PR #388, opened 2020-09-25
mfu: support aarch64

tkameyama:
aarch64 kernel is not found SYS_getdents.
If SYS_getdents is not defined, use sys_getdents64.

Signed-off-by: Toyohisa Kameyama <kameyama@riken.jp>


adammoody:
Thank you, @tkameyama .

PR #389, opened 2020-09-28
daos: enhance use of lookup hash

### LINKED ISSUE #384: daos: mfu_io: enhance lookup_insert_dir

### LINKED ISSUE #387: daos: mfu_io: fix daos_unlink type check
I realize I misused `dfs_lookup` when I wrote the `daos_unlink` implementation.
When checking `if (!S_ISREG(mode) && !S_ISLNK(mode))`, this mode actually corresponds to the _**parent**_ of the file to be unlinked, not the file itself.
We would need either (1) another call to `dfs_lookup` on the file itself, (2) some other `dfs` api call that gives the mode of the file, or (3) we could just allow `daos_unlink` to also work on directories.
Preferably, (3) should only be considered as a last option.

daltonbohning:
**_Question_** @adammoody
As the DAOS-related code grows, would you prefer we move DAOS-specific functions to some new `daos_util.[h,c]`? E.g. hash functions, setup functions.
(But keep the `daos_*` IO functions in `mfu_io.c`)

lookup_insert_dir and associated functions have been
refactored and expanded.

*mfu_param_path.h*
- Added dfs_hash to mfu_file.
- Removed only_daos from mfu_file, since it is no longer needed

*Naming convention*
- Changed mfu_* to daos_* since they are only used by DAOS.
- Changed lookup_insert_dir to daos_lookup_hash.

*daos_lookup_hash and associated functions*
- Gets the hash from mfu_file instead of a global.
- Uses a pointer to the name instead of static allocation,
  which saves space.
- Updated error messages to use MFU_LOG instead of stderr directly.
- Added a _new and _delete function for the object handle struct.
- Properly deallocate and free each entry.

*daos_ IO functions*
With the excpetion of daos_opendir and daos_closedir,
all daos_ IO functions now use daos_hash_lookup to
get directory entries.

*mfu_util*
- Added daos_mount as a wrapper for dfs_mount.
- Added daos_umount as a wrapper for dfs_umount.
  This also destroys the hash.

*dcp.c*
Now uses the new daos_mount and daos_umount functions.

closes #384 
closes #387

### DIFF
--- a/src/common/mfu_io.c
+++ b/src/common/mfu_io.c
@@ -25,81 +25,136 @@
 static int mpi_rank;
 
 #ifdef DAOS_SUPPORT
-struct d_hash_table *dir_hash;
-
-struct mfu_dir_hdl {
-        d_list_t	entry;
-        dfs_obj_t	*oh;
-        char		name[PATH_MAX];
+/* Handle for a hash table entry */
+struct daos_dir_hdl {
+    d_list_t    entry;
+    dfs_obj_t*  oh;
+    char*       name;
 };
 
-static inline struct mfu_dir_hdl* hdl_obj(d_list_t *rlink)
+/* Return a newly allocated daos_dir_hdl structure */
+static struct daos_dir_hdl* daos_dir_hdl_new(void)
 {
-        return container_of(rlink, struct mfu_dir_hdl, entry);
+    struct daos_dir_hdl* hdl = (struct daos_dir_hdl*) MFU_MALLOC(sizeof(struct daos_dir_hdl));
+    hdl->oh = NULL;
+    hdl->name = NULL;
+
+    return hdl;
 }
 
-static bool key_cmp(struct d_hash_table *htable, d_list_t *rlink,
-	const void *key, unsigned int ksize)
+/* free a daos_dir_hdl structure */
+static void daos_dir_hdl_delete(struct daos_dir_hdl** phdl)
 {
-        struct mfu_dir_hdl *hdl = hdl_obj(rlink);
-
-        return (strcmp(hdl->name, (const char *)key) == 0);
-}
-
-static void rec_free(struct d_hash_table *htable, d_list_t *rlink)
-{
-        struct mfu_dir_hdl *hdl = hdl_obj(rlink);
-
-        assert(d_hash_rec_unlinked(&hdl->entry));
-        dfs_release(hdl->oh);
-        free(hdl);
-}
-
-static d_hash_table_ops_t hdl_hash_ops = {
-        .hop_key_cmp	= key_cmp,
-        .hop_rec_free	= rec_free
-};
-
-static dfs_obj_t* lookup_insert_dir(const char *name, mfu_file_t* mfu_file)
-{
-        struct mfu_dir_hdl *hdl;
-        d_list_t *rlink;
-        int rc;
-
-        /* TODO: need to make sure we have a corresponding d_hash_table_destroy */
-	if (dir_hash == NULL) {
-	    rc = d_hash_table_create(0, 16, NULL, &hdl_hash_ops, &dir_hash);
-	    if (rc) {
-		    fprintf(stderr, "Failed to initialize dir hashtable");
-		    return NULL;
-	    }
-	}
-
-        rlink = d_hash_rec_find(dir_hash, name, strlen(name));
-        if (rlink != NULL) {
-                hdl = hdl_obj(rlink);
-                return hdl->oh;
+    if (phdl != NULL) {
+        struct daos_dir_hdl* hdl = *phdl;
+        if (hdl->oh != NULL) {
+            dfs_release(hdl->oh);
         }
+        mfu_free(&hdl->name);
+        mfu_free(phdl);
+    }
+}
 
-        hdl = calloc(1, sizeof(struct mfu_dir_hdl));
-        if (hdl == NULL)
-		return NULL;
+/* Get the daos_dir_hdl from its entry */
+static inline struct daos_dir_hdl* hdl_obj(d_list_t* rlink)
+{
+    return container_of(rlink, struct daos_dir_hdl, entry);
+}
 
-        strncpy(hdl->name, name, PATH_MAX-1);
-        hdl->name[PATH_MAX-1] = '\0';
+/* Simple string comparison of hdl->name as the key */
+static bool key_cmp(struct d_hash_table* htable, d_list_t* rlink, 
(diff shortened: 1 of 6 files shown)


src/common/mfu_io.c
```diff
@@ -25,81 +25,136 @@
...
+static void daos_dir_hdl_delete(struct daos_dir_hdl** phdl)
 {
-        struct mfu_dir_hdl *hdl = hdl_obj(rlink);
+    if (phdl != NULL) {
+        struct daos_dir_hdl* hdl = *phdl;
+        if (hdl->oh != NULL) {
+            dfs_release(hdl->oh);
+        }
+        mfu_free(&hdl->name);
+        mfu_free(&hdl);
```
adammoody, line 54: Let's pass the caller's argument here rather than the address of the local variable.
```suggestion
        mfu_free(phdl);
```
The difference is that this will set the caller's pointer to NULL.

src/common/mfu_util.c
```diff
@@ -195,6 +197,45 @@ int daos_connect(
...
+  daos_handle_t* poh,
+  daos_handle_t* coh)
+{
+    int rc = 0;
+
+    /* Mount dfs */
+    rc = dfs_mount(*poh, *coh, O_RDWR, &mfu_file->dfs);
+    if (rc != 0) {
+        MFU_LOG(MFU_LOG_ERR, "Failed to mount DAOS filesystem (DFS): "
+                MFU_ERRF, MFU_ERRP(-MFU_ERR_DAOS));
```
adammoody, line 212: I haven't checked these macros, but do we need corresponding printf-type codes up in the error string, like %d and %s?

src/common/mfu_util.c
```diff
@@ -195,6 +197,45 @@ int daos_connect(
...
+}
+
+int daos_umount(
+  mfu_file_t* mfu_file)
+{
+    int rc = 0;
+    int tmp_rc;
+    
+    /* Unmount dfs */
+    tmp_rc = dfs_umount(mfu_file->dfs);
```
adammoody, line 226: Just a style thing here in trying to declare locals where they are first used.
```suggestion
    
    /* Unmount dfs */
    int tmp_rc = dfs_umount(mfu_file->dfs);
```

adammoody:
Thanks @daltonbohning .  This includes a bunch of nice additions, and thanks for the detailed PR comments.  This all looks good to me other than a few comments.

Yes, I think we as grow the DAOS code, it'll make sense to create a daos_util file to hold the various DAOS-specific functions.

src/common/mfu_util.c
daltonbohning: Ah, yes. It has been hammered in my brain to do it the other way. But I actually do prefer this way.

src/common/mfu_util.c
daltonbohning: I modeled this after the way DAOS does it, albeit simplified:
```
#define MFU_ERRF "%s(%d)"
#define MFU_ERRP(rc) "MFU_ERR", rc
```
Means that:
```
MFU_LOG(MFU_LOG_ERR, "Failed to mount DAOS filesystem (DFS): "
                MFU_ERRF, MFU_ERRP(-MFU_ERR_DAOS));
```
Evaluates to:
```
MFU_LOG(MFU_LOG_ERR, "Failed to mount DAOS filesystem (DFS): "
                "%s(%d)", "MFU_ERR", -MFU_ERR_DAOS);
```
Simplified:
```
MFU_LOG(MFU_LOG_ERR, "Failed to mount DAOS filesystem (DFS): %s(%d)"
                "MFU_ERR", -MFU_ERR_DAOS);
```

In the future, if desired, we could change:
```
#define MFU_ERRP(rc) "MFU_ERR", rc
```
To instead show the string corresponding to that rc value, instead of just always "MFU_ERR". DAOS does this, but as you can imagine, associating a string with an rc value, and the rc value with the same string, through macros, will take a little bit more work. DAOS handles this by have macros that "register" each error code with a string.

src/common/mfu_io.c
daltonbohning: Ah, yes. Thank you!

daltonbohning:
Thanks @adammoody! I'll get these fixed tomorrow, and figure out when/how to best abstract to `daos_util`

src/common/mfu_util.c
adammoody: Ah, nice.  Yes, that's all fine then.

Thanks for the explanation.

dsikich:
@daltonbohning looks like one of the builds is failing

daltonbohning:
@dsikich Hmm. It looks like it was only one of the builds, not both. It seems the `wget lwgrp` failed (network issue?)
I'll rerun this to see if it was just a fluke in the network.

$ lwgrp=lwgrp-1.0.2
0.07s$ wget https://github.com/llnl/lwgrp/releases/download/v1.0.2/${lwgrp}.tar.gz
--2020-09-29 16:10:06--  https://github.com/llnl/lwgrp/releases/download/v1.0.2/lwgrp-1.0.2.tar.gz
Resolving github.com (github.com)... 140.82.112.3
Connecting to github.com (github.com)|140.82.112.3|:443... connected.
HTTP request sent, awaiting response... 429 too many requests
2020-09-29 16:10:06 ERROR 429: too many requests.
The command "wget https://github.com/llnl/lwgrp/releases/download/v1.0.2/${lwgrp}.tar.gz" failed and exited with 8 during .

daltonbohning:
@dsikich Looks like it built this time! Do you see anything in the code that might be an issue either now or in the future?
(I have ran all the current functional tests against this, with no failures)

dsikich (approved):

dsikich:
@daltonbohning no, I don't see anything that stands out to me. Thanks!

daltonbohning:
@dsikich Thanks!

● **PROBLEM STATEMENT**: What is wanted is every line from the first line of the entries through the line that contains "daos: enhance use of lookup hash", given again exactly.

● **ANSWER TO THE EXERCISE**:
PR #388, opened 2020-09-25
mfu: support aarch64

tkameyama:
aarch64 kernel is not found SYS_getdents.
If SYS_getdents is not defined, use sys_getdents64.

Signed-off-by: Toyohisa Kameyama <kameyama@riken.jp>


adammoody:
Thank you, @tkameyama .

PR #389, opened 2020-09-28
daos: enhance use of lookup hash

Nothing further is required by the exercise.